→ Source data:
• • • • •

PR #827, opened 2019-11-07
Improve the role selection dialog

dgdavid:
## Context

Some time ago, the list of available roles grown enough to start not fitting in the role selection dialog. To fix it, the list was embedded in a scrollable `RichText` widget since [libyui](https://github.com/libyui/libyui) didn't offer a better option (see https://github.com/yast/yast-installation/pull/671, [bsc#1084674](https://bugzilla.suse.com/show_bug.cgi?id=1084674), [bsc#1086187](https://bugzilla.suse.com/show_bug.cgi?id=1086187)).

## Current status

As part of a [YaST UI improvements](https://gist.github.com/shundhammer/1bc79af7d1a31892bd977678bc2af2c1) a new `SingleItemSelector` (see https://github.com/libyui/libyui/pull/148) has been added, which is a much better solution to display the roles list.

## Changes

To update the role selection dialog using the new widget and removing the old code.

## Tests

* Unit tests updated/adapted
* Also tested manually via driver update.

## Screenshots

<details>
<summary>Toggle</summary>

<hr />

<p align="center">Before</p>

| ncurses | Qt |
|---------|----|
| Current role selection dialog ncurse | Current role selection dialog |

| ncurses 80x25 | ncurses 80x25 scrolling |
|---------|----|
| ncurses 80x25 | ncurses 80x25 scrolling |

<hr />

<p align="center">After</p>

| ncurses | Qt |
|---------|----|
| Selection role dialog using the new widget ncurses| Selection role dialog using the new widget |

| ncurses 80x25 | ncurses 80x25 scrolling |
|---------|----|
| ncurses 80x25 | ncurses 80x25 scrolling|

| Qt 1920x1080 | Qt 2560x1600 |
|---------|----|
| Qt 1920x1080 | Qt 2560x1600 |

### DIFF
--- a/src/lib/installation/select_system_role.rb
+++ b/src/lib/installation/select_system_role.rb
@@ -17,12 +17,10 @@
 #  To contact SUSE about this file by physical or electronic mail,
 #  you may find current contact information at www.suse.com
 
-require "cgi"
 require "yast"
 require "ui/installation_dialog"
 require "installation/services"
 require "installation/system_role"
-require "ui/text_helpers"
 
 Yast.import "GetInstArgs"
 Yast.import "Packages"
@@ -33,8 +31,6 @@ Yast.import "ProductFeatures"
 
 module Installation
   class SelectSystemRole < ::UI::InstallationDialog
-    include UI::TextHelpers
-
     NON_OVERLAY_ATTRIBUTES = [
       "additional_dialogs",
       "id",
@@ -113,19 +109,6 @@ module Installation
       else
         finish_dialog(result)
       end
-    end
-
-    # called if a specific FOO_handler is not defined
-    def handle_event(id)
-      role = SystemRole.find(id)
-      if role.nil?
-        log.info "Not a role: #{id.inspect}, skipping"
-        return
-      end
-
-      @selected_role_id = id
-      Yast::UI.ReplaceWidget(Id(:rp), role_buttons(selected_role_id: id))
-      Yast::UI.SetFocus(Id(:roles_richtext))
     end
 
   private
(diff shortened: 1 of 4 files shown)


src/lib/installation/select_system_role.rb
```diff
@@ -108,20 +111,30 @@ def next_handler
...
+    #
+    # @param preselected_role_id [String, nil] the id of the role that should be selected
+    # @return [Array<Item>] collection of role items
+    def roles_items(preselected_role_id)
+      roles.map do |role|
+        Item(
+          Id(role.id),
+          role.label,
+          # Keep the description's line lenght short enough to avoid horizontal scroll in 80x24
+          role.description.strip.scan(/.{1,70}\W/).join("\n"),
```
dgdavid: Despite the result looks good to me, I'm not completely sure about doing this or simply to rely in the description as it is provided (which currently produce horizontal scroll even in high resolutions).

What do you think?

src/lib/installation/select_system_role.rb
```diff
@@ -108,20 +111,30 @@ def next_handler
...
+          role.id == preselected_role_id
+        )
+      end
     end
 
-  private
+    # Return the curren selected role id
```
shundhammer: curren**t**

src/lib/installation/select_system_role.rb
shundhammer: IMHO it is perfectly suitable in the NCurses case (and quite a good idea, actually), but in Qt that forced line break looks odd to me, in particular in that large resolution in your screenshot.

shundhammer:
Technically, LGTM. Just the one typo in the comment.
We might think about the forced line break; it makes perfect sense in NCurses, but I am not so sure about Qt. But that's more the icing on the cake than a deal breaker.
I'd also like to have @lslezak look at this; he might have more input.

dgdavid:
Thanks so much for the review!

> Technically, LGTM. Just the one typo in the comment.
> We might think about the forced line break; it makes perfect sense in NCurses, but I am not so sure about Qt.

The thing is that some role description also force the horizontal scroll in Qt. I'll take an screenshot as soon as possible.

> But that's more the icing on the cake than a deal breaker.
I'd also like to have @lslezak look at this; he might have more input.

Perfect!

src/lib/installation/select_system_role.rb
dgdavid: [As I said](https://github.com/yast/yast-installation/pull/827#issuecomment-552563115), the horizontal scroll is also visible in Qt.

Screenshot_sle15-sp1_2019-11-12_09:36:08

Screenshot_sle15-sp1_2019-11-12_09:36:15


Maybe it should be _fixed_ in the role description itself, but I'm not sure.

dgdavid:
> I'll take an screenshot as soon as possible.

See [the comment above](https://github.com/yast/yast-installation/pull/827#discussion_r345100145)

src/lib/installation/select_system_role.rb
dgdavid: An here how it looks with the previous implementation (using the replaced RichText widget)

Screenshot_sle15-sp1_2019-11-12_09:50:51


Taking the @shundhammer's words borrowed from the IRC, this is because

> those description texts were quite obviously made with HTML (our RichText) in mind
> which does automatic line break

dgdavid: So, as agreed in a chat, the best solution, for now, is to set two different limits for the line break: the current one for ncurse and another longer for Qt.

src/lib/installation/select_system_role.rb
```diff
@@ -108,20 +111,39 @@ def next_handler
...
-      Yast::UI.ReplaceWidget(Id(:rp), role_buttons(selected_role_id: id))
-      Yast::UI.SetFocus(Id(:roles_richtext))
+    # Split the given text into several lines if it exceeds the max length set
+    #
+    # @param text [String]
+    # @return [String]
+    def adjust_text(text)
+      max_line_length = Yast::UI.TextMode ? TEXT_MODE_MAX_LINE_LENGTH : MAX_LINE_LENGTH
+
+      text.strip.scan(/(.{1,#{max_line_length}})(?:\s|$)/).join("\n")
```
dgdavid: JFYI, I also tried

```ruby
text.strip.gsub(/(.{1,#{max_line_length}})(?:\s|$)/, "\\1\n").chomp
```

but a benchmark reveal that _`scan` and `join`_ allocates less memory than _`gsub` and `chomp`_. Exactly `1.11x` less, although it will almost priceless for this use case...

dgdavid:
@shundhammer, @lslezak 

I re-tested it with the new changes (basically [different max line lengths for textmode](#discussion_r345142659)) and updated the most relevant screenshots in the PR description.

So, It's ready for a re-review, please.

shundhammer:
Still LGTM from my side. @lslezak ?

src/lib/installation/select_system_role.rb
jreidinger: hint, you can use existing code https://github.com/yast/yast-yast2/blob/66bc64d08c6ff017b88e3cff63fd02d78bbcf7f1/library/general/src/lib/ui/text_helpers.rb#L31

lslezak: I just noticed that this does not work well if a word is longer than the max. line length:

```ruby
max_line_length = 10
text = "123456789012 123456789012 123456789012 123456789012"
puts text.strip.scan(/(.{1,#{max_line_length}})(?:\s|$)/).join("\n")
```

results in 

```
3456789012
3456789012
3456789012
3456789012
```

i.e. some part is lost. But as using a word longer than at least 70 characters is not very likely we can live with that. But maybe it's worth adding a comment about this...

lslezak:
Oops, the screenshots are already there... :man_facepalming:

dgdavid:
> I just noticed that this does not work well if a word is longer than the max. line length:

Yep, I was trying to solve this problem in different ways, but as you said

> using a word longer than at least 70 characters is not very likely

reason why I decided to not invest much time on it. And, for the same reason, I don't want to solve this with a loop...

dgdavid:
> Yep, I was trying to solve this problem in different ways, but as you said
>
> > using a word longer than at least 70 characters is not very likely
> 
> reason why I decided to not invest much time on it. And, for the same reason, I don't want to solve this with a loop...

That said, I didn't know (my fault, for not asking or taken a look) about the helper pointed out by Josef (see [his comment](https://github.com/yast/yast-installation/pull/827#discussion_r346174567))

So, I'm going to update the code to use it.

src/lib/installation/select_system_role.rb
dgdavid: Ops! I didn't know about it. And... I didn't took a look around :sweat: 

Thanks!

dgdavid:
:tired_face: :tired_face: [`wrap_text`](https://github.com/yast/yast-installation/pull/827/commits/dca69228c45c2db9f096f42659aa4db4b0abd57b) helper don't respect the carriage returns inside the text :disappointed: 

using wrap_text

dgdavid:
> :tired_face: :tired_face: [`wrap_text`](https://github.com/yast/yast-installation/pull/827/commits/dca69228c45c2db9f096f42659aa4db4b0abd57b) helper don't respect the carriage returns inside the text :disappointed: 

Anyway, as we agreed in IRC, I'm goint to merge this, then continue with #825 and finally improve the helper to support this use case.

• • • • •

→ Instructions for the task:
Those lines above that contain the string "tested" should be returned.

→ Final answer:
* Also tested manually via driver update.
I re-tested it with the new changes (basically [different max line lengths for textmode](#discussion_r345142659)) and updated the most relevant screenshots in the PR description.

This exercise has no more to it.